:: WHAT YOU SHOULD DO ::
Return the records exactly as they are.
• • • •
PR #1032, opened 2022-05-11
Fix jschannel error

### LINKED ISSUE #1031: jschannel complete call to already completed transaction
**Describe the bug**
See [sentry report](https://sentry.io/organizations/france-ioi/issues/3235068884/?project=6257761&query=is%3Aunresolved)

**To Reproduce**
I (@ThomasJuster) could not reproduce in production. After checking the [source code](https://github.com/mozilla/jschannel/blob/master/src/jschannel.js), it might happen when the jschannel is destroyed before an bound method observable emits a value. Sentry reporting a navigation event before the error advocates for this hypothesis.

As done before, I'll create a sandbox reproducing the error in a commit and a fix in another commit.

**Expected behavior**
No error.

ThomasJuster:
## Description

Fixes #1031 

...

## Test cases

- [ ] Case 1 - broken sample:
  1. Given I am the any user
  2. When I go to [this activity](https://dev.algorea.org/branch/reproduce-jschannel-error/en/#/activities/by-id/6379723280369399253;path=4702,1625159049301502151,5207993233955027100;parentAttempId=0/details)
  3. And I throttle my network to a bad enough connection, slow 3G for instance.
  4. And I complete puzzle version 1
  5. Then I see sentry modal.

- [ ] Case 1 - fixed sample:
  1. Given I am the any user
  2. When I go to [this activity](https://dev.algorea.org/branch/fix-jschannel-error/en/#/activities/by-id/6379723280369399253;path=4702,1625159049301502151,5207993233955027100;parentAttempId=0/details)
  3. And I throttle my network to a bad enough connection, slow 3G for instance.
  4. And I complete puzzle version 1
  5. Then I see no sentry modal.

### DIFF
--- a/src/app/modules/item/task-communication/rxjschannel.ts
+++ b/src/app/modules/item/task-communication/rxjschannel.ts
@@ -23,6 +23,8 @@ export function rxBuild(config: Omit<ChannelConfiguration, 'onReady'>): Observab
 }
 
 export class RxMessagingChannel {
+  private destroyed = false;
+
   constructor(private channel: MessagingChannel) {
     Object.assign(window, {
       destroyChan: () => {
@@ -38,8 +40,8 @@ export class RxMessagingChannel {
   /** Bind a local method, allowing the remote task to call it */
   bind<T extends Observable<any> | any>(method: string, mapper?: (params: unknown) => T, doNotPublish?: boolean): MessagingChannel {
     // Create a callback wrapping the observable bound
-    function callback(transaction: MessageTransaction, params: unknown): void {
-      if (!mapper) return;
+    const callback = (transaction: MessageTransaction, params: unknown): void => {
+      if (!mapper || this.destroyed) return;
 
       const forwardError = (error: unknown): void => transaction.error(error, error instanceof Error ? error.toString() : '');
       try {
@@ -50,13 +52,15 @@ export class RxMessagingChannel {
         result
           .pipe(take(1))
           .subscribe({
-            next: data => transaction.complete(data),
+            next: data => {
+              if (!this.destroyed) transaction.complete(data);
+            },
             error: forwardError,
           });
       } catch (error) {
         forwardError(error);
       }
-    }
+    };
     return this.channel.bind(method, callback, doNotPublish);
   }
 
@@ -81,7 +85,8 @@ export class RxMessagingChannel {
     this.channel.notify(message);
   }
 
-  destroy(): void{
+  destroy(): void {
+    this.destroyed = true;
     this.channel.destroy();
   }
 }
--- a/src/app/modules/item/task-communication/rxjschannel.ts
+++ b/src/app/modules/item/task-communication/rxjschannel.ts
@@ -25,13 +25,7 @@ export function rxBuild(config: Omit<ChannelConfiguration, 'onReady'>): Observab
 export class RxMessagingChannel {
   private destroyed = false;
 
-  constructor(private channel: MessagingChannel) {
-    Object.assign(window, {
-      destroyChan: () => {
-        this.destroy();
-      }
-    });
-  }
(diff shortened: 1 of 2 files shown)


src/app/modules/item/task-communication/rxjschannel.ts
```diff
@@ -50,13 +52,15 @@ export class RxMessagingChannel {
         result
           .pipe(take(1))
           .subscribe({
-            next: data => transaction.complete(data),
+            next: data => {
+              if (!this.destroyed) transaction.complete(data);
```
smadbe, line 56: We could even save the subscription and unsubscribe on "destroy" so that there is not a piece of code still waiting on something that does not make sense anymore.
• • • •
:: TASK SOLUTION ::
PR #1032, opened 2022-05-11
Fix jschannel error

### LINKED ISSUE #1031: jschannel complete call to already completed transaction
**Describe the bug**
See [sentry report](https://sentry.io/organizations/france-ioi/issues/3235068884/?project=6257761&query=is%3Aunresolved)

**To Reproduce**
I (@ThomasJuster) could not reproduce in production. After checking the [source code](https://github.com/mozilla/jschannel/blob/master/src/jschannel.js), it might happen when the jschannel is destroyed before an bound method observable emits a value. Sentry reporting a navigation event before the error advocates for this hypothesis.

As done before, I'll create a sandbox reproducing the error in a commit and a fix in another commit.

**Expected behavior**
No error.

ThomasJuster:
## Description

Fixes #1031 

...

## Test cases

- [ ] Case 1 - broken sample:
  1. Given I am the any user
  2. When I go to [this activity](https://dev.algorea.org/branch/reproduce-jschannel-error/en/#/activities/by-id/6379723280369399253;path=4702,1625159049301502151,5207993233955027100;parentAttempId=0/details)
  3. And I throttle my network to a bad enough connection, slow 3G for instance.
  4. And I complete puzzle version 1
  5. Then I see sentry modal.

- [ ] Case 1 - fixed sample:
  1. Given I am the any user
  2. When I go to [this activity](https://dev.algorea.org/branch/fix-jschannel-error/en/#/activities/by-id/6379723280369399253;path=4702,1625159049301502151,5207993233955027100;parentAttempId=0/details)
  3. And I throttle my network to a bad enough connection, slow 3G for instance.
  4. And I complete puzzle version 1
  5. Then I see no sentry modal.

### DIFF
--- a/src/app/modules/item/task-communication/rxjschannel.ts
+++ b/src/app/modules/item/task-communication/rxjschannel.ts
@@ -23,6 +23,8 @@ export function rxBuild(config: Omit<ChannelConfiguration, 'onReady'>): Observab
 }
 
 export class RxMessagingChannel {
+  private destroyed = false;
+
   constructor(private channel: MessagingChannel) {
     Object.assign(window, {
       destroyChan: () => {
@@ -38,8 +40,8 @@ export class RxMessagingChannel {
   /** Bind a local method, allowing the remote task to call it */
   bind<T extends Observable<any> | any>(method: string, mapper?: (params: unknown) => T, doNotPublish?: boolean): MessagingChannel {
     // Create a callback wrapping the observable bound
-    function callback(transaction: MessageTransaction, params: unknown): void {
-      if (!mapper) return;
+    const callback = (transaction: MessageTransaction, params: unknown): void => {
+      if (!mapper || this.destroyed) return;
 
       const forwardError = (error: unknown): void => transaction.error(error, error instanceof Error ? error.toString() : '');
       try {
@@ -50,13 +52,15 @@ export class RxMessagingChannel {
         result
           .pipe(take(1))
           .subscribe({
-            next: data => transaction.complete(data),
+            next: data => {
+              if (!this.destroyed) transaction.complete(data);
+            },
             error: forwardError,
           });
       } catch (error) {
         forwardError(error);
       }
-    }
+    };
     return this.channel.bind(method, callback, doNotPublish);
   }
 
@@ -81,7 +85,8 @@ export class RxMessagingChannel {
     this.channel.notify(message);
   }
 
-  destroy(): void{
+  destroy(): void {
+    this.destroyed = true;
     this.channel.destroy();
   }
 }
--- a/src/app/modules/item/task-communication/rxjschannel.ts
+++ b/src/app/modules/item/task-communication/rxjschannel.ts
@@ -25,13 +25,7 @@ export function rxBuild(config: Omit<ChannelConfiguration, 'onReady'>): Observab
 export class RxMessagingChannel {
   private destroyed = false;
 
-  constructor(private channel: MessagingChannel) {
-    Object.assign(window, {
-      destroyChan: () => {
-        this.destroy();
-      }
-    });
-  }
(diff shortened: 1 of 2 files shown)


src/app/modules/item/task-communication/rxjschannel.ts
```diff
@@ -50,13 +52,15 @@ export class RxMessagingChannel {
         result
           .pipe(take(1))
           .subscribe({
-            next: data => transaction.complete(data),
+            next: data => {
+              if (!this.destroyed) transaction.complete(data);
```
smadbe, line 56: We could even save the subscription and unsubscribe on "destroy" so that there is not a piece of code still waiting on something that does not make sense anymore.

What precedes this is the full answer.